他们管吸毒叫〃打板〃、〃走飞〃、〃追龙〃、〃扎飘〃。。。。。。国外也是这样,毒瘾发作叫〃旅程〃,觉得味道不对,不舒服,就叫〃怪感〃。
单是那些毒品的名称,就琳琅满目,叫你眼花缭乱。
品种有〃樱桃尖〃、〃紫雾〃〃蓝色喝彩〃〃黑蛋〃〃歌星〃〃快活豆〃。。。。。。沈若鱼说,听得我口水都淌出来了,好像到了小吃店。
瞧你如数家珍的模样,简直像黑道上的毒贩子。
简方宁说,干什么吆喝什么。
知己知彼,方能百战不殆。
我干的是戒毒,要是连这都搞不清,不是敌情不明吗?不过,黄种人与白种人体质有差异,国人还是更爱传统的鸦片和海洛因。
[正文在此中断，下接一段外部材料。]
PR #1545, opened 2020-03-26
expand section names

bruchar1:
This is a proposition to allow generative section names.

In conjecture with factors, it will allow to write more succinct config files, when using factors in the default [testenv] is not sufficient.

Let me know if you like it.

### DIFF
--- a/docs/changelog/1545.feature.rst
+++ b/docs/changelog/1545.feature.rst
@@ -1,0 +1,1 @@
+Allow generative section name expansion. - by :user:`bruchar1`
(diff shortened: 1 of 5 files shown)


bruchar1:
For `tox -l`, it should not change anything, as this is determined by envlist.
For `tox -a`, it seems to work as expected, since sections are generated just after reading the ini file, before any parsing.
It shouldn't break non-generative sections, as they are left unchanged.
And all tests pass.

bruchar1:
I added documentation. Feel free to suggest improvements. I'm not just sure want to put for the version number.

gaborbernat:

heads up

沈若鱼看着含星不断转动的小脑瓜,说,当着孩子说这些,合适吗?不觉得少儿不宜?方宁说,树欲静,风不止。
不说根本不可能,每天晚上我家的电话都像开了锅,医生处理不了的病例,都得我电话遥控。
孩子对毒品的知识,绝不在一个成人之下。
再说,我真是怕有人给他暗中下毒,所以从来不让他在外面吃生人给的东西,喝生人给的饮料。
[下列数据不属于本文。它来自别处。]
PR #1556, opened 2020-04-18
Fix CI

gaborbernat:
- drop python3.5
- os.linesep correct


ssbarnea:
@gaborbernat Where is this CI running because I can only see 3 jobs an dnone of them seems to be what I was expecting.

gaborbernat:
Check then auctions tab, probably a GitHub bug 🤷‍♂️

现在的孩子,你让他干什么,都得说清了理由,要不,他才不听你的呢。
瞒也瞒不周全,索性抖落个明白。
一场鸦片战争,是国耻,一种植物的汁液,涂在一个古老民族的脸上,让它忍受了太多的屈辱。
我们讲反抗,却不爱讲鸦片究竟是怎么回事。
鸦片是会卷土重来的啊!鸦片毒害了那么多年,焉知我们的血液里,就没有死灰复燃的因子流动?有时在大街上,我看到花枝招展的女孩,就想走上前问她,小姐,你知道鸦片是怎么回事吗?她一定会以为我精神有毛病,但可以断定,她不懂得毒品的危害。
以前中国被叫做〃东亚病夫〃,鸦片是大罪魁。
没准这姑娘的爷爷或是太爷爷,就是一个烟鬼呢!既然是病,就可以遗传,可以复发,我们有什么讳疾忌医的呢?沈若鱼说,方宁,我看你应该去大学做个报告。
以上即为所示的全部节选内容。